- _Data supplied_
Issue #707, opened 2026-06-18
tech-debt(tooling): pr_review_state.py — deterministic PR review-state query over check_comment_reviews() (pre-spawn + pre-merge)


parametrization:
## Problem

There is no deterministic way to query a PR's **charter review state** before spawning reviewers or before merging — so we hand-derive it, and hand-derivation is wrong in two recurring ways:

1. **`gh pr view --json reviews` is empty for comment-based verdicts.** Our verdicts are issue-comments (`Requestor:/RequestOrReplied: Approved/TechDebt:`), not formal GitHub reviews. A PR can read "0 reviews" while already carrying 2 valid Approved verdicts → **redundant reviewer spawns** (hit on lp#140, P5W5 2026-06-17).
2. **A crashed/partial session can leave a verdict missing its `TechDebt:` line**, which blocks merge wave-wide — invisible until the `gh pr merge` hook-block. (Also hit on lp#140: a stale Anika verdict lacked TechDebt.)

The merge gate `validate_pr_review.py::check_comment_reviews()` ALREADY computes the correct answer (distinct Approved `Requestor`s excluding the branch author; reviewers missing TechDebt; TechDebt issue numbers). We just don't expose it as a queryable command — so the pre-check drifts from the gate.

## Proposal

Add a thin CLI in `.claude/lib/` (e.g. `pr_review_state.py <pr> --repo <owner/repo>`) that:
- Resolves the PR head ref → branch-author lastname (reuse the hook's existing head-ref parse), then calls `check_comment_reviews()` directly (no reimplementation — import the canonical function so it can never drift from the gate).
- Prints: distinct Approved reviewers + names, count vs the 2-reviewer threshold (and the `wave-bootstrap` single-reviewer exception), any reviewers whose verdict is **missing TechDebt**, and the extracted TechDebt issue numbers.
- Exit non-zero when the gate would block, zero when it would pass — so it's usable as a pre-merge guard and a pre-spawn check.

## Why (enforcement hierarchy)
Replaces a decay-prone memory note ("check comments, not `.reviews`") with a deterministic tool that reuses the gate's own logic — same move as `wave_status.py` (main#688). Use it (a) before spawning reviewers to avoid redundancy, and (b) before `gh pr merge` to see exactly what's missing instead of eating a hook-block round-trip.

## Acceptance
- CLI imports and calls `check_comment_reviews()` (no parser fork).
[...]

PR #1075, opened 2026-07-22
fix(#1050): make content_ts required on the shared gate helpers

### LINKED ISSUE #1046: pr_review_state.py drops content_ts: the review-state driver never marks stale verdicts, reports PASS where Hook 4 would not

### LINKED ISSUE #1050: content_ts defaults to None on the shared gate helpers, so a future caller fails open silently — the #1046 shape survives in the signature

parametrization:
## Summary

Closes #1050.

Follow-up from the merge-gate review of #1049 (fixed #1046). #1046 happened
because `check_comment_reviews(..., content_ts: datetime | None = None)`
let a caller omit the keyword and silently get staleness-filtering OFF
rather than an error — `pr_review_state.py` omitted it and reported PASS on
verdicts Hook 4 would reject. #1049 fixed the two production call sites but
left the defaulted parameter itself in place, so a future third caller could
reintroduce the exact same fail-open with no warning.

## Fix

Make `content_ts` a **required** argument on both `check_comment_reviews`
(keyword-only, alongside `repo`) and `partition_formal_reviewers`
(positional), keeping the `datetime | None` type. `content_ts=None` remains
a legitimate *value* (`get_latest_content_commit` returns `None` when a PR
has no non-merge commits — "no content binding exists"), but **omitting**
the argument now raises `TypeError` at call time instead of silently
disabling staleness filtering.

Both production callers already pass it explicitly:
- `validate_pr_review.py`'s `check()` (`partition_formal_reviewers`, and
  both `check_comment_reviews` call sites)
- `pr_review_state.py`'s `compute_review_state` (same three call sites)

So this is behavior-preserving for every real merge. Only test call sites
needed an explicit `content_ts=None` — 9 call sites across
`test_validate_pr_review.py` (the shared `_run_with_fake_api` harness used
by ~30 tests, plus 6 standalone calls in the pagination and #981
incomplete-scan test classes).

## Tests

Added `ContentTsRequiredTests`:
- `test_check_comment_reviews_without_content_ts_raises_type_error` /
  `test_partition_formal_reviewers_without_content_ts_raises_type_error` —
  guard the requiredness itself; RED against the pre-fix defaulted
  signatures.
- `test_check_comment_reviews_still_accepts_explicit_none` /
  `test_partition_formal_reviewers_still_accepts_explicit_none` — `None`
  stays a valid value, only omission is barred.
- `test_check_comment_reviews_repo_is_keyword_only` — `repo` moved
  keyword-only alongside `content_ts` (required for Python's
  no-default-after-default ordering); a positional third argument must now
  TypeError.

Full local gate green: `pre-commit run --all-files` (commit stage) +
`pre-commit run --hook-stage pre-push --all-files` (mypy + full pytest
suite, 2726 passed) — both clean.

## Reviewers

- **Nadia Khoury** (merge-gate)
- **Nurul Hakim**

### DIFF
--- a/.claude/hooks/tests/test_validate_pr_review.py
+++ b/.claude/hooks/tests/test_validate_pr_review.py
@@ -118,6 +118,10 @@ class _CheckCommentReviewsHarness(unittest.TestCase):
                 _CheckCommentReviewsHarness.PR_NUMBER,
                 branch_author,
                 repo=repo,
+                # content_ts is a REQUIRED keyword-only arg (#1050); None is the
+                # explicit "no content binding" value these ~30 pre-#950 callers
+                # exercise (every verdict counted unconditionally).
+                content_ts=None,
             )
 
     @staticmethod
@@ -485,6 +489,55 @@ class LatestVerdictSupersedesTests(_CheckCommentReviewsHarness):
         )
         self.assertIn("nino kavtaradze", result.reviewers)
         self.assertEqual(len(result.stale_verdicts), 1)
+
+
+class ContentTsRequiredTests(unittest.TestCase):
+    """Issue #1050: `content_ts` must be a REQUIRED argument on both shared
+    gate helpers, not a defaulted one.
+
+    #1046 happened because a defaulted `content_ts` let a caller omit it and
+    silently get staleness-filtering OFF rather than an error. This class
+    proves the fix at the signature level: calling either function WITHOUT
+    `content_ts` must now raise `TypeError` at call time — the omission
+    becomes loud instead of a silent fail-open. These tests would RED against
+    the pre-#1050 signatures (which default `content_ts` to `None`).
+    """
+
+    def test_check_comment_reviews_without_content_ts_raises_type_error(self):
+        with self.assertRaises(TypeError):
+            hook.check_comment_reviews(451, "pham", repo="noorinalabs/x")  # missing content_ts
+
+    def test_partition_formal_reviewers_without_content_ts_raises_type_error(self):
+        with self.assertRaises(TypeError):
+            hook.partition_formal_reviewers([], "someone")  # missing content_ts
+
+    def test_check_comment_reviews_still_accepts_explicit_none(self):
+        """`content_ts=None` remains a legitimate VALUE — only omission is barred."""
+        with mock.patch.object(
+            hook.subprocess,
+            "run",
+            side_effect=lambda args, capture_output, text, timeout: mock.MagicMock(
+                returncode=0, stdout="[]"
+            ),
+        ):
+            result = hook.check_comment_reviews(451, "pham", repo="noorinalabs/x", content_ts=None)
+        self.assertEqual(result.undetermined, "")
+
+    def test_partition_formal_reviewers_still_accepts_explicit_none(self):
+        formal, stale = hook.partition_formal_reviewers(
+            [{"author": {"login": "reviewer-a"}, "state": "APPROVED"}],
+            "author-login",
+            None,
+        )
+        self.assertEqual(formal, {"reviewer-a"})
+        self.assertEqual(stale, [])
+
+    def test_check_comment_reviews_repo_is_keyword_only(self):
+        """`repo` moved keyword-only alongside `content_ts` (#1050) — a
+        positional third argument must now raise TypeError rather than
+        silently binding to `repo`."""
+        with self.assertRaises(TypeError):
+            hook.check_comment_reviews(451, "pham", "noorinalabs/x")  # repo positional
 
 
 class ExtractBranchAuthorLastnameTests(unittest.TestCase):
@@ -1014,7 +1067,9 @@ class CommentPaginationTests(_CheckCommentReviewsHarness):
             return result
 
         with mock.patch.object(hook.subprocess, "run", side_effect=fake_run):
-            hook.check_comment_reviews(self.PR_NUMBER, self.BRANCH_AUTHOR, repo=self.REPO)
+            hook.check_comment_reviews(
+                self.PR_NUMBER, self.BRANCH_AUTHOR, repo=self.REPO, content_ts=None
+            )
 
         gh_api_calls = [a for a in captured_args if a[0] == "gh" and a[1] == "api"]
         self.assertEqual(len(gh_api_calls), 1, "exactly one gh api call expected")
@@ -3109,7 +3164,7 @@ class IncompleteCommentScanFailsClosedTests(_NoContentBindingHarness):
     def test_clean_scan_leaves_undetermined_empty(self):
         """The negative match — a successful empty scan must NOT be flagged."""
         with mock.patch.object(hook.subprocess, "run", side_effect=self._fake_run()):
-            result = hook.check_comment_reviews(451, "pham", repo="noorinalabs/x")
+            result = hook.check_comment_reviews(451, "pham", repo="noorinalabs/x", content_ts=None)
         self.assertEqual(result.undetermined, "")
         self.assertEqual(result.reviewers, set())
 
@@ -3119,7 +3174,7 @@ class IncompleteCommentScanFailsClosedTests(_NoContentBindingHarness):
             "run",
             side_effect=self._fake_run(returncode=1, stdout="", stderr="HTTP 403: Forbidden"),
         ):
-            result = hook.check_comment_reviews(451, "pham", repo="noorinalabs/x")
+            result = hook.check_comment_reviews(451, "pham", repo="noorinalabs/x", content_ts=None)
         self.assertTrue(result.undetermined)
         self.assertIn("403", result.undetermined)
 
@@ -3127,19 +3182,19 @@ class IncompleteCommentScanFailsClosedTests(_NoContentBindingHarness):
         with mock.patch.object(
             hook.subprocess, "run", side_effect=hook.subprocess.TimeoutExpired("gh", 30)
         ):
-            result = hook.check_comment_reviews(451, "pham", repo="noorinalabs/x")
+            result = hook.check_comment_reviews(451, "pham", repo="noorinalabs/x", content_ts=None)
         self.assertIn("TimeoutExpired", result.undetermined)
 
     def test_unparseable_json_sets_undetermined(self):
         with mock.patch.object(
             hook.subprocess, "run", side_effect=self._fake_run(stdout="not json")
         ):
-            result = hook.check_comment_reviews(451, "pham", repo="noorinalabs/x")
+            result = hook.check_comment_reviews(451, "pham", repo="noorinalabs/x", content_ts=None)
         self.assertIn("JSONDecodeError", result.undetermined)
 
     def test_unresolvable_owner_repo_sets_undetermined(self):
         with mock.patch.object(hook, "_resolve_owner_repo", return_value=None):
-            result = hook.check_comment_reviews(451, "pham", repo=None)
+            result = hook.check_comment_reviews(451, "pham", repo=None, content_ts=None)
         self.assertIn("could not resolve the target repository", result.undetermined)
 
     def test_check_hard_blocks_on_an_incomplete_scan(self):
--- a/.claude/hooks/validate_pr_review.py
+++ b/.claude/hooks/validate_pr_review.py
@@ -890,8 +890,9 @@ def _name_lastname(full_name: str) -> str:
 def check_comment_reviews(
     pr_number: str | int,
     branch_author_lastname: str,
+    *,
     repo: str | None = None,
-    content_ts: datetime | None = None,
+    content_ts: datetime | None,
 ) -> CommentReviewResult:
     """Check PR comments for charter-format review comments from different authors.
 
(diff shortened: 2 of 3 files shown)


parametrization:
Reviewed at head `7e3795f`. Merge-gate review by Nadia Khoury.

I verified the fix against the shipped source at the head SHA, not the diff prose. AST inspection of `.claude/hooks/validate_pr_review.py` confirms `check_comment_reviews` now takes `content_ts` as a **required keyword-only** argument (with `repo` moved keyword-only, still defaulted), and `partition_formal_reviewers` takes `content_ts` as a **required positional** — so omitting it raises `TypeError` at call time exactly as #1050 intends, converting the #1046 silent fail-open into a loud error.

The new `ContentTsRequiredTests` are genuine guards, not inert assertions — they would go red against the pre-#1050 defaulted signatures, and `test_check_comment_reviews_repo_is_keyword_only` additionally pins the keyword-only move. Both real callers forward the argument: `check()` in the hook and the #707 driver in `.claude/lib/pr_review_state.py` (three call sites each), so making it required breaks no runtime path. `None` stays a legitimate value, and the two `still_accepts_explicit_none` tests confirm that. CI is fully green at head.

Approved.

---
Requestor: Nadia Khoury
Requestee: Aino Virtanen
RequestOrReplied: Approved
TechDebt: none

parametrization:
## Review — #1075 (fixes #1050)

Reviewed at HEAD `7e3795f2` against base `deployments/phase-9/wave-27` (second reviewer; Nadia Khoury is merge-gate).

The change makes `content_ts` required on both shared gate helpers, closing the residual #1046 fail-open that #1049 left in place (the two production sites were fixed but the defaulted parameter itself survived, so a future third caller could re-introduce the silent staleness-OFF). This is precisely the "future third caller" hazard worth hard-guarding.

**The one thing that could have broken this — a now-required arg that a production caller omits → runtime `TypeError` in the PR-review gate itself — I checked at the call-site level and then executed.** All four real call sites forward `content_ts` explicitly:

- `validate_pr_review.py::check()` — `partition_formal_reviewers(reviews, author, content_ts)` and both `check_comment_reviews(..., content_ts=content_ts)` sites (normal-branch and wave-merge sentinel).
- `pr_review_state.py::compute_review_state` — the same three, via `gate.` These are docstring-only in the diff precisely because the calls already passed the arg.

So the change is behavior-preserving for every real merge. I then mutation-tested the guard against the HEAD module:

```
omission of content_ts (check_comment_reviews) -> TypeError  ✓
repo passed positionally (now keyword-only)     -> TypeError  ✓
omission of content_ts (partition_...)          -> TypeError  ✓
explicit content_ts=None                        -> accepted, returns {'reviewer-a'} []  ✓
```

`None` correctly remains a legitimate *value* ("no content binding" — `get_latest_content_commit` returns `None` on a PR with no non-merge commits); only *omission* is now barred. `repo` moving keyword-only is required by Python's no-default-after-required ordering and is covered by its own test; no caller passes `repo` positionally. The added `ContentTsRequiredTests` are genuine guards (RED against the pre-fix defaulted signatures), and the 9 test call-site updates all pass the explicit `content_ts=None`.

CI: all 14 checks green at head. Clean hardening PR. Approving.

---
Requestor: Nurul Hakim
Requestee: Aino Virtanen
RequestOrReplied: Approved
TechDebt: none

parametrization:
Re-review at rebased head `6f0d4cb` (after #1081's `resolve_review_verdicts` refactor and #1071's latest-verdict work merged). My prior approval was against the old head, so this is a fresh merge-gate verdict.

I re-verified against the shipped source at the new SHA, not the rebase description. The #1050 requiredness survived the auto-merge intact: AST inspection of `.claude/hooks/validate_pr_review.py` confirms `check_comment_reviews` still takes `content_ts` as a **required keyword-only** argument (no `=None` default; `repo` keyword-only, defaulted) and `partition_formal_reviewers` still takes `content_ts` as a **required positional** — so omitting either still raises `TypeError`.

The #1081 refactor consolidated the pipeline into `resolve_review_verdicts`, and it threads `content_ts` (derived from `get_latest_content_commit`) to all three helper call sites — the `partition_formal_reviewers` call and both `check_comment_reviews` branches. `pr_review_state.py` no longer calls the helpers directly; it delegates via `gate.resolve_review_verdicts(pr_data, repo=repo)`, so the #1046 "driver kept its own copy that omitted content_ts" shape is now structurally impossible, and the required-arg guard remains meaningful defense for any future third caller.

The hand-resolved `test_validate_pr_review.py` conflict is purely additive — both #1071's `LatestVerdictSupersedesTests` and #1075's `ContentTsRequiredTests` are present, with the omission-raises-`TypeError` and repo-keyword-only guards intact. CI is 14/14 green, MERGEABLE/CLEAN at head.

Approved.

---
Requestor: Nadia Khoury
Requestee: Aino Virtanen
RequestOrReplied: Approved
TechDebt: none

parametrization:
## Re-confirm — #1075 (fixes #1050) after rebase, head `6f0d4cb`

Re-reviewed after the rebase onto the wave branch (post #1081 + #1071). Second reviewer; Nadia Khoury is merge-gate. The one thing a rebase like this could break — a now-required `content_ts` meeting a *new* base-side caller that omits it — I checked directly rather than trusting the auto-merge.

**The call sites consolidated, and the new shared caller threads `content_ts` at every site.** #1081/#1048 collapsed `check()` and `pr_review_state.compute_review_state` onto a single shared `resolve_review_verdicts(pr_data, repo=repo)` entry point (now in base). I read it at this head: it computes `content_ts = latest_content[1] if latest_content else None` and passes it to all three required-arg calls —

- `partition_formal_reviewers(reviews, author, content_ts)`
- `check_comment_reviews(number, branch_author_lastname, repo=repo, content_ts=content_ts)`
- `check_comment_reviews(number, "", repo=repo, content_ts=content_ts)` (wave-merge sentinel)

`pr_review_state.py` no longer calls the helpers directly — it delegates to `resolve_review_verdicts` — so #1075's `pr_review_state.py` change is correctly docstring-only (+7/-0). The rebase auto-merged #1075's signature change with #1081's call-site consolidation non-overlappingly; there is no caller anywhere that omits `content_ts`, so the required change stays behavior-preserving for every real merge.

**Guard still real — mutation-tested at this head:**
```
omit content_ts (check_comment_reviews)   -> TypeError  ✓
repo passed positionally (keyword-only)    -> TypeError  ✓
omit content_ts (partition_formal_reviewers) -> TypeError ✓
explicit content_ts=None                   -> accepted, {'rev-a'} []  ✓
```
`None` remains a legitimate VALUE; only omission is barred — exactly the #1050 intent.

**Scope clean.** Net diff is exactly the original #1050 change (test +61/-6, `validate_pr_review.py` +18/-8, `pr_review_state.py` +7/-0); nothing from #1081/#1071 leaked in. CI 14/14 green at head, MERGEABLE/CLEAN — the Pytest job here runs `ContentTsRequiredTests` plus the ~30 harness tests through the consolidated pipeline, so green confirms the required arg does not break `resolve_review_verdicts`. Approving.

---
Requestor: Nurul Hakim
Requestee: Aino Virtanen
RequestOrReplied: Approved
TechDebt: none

...

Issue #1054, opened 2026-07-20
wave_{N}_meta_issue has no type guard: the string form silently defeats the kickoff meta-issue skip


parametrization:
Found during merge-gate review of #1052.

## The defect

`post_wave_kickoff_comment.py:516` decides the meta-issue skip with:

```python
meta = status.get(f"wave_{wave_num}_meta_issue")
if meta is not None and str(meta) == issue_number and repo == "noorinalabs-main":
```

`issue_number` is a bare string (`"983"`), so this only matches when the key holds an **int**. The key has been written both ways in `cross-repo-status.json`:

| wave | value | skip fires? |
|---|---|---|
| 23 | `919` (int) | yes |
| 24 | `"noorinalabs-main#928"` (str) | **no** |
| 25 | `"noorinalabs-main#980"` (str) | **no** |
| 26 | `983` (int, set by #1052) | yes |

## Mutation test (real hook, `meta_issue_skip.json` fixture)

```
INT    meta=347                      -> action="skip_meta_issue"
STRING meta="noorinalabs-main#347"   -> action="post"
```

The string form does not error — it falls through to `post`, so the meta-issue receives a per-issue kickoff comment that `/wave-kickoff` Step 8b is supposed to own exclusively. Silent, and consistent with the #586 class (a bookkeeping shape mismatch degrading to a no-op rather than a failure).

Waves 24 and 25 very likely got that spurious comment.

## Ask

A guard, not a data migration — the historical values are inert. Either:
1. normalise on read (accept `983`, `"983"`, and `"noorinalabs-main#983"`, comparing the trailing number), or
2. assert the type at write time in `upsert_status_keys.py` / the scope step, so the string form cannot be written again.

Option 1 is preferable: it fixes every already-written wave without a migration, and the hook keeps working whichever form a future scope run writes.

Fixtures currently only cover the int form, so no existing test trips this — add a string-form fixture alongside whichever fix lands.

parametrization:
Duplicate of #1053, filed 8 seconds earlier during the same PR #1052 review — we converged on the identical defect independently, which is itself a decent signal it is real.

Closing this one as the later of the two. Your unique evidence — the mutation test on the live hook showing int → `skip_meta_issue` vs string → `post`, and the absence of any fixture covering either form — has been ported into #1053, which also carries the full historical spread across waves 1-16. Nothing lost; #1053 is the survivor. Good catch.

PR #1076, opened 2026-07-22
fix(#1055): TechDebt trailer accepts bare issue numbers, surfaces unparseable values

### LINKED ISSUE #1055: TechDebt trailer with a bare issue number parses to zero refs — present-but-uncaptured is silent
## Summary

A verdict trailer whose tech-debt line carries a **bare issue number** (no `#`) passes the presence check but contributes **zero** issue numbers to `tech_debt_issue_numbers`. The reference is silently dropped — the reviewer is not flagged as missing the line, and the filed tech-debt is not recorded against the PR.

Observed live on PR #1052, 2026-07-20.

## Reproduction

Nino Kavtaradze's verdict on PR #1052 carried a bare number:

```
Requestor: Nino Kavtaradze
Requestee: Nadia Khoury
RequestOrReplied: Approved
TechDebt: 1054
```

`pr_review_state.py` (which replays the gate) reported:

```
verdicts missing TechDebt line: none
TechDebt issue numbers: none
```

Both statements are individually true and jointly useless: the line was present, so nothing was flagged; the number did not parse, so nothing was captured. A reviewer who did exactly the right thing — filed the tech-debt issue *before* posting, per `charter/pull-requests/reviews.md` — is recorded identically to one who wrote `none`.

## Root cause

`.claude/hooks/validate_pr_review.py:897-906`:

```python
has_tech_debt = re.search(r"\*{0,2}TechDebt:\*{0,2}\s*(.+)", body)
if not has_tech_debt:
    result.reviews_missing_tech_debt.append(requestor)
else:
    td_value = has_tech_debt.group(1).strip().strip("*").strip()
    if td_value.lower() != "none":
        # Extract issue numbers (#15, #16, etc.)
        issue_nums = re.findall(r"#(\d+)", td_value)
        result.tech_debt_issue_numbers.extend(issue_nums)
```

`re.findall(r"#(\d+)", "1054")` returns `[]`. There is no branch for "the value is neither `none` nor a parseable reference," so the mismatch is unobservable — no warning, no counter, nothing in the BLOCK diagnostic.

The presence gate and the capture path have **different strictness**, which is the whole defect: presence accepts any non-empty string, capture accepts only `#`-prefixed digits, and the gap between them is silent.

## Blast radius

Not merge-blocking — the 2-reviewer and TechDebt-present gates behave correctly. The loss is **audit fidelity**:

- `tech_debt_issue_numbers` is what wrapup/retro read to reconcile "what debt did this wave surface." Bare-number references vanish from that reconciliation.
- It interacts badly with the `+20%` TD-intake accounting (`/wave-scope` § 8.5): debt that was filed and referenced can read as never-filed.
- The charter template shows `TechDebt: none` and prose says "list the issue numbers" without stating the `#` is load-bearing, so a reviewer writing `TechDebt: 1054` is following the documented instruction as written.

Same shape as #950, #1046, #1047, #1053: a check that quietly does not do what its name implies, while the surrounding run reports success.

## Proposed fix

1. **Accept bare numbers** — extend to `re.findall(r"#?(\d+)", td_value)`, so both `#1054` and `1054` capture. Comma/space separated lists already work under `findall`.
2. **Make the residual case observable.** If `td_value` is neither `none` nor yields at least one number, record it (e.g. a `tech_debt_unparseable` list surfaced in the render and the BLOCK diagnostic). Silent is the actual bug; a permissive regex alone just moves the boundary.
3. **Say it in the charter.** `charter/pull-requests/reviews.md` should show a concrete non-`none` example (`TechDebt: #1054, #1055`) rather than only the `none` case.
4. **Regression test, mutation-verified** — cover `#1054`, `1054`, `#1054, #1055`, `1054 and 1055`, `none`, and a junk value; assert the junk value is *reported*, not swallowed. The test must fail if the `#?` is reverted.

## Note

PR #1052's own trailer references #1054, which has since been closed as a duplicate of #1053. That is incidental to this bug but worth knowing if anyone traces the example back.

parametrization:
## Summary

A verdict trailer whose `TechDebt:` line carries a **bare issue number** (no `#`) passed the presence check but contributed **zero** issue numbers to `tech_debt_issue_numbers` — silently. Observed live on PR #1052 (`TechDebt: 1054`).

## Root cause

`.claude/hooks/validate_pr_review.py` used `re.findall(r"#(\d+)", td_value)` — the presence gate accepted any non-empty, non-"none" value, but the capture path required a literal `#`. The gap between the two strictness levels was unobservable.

- _Your task_
Provide the count, and nothing else, of lines in the data above where the word "action" occurs.

- _Expected answer_
2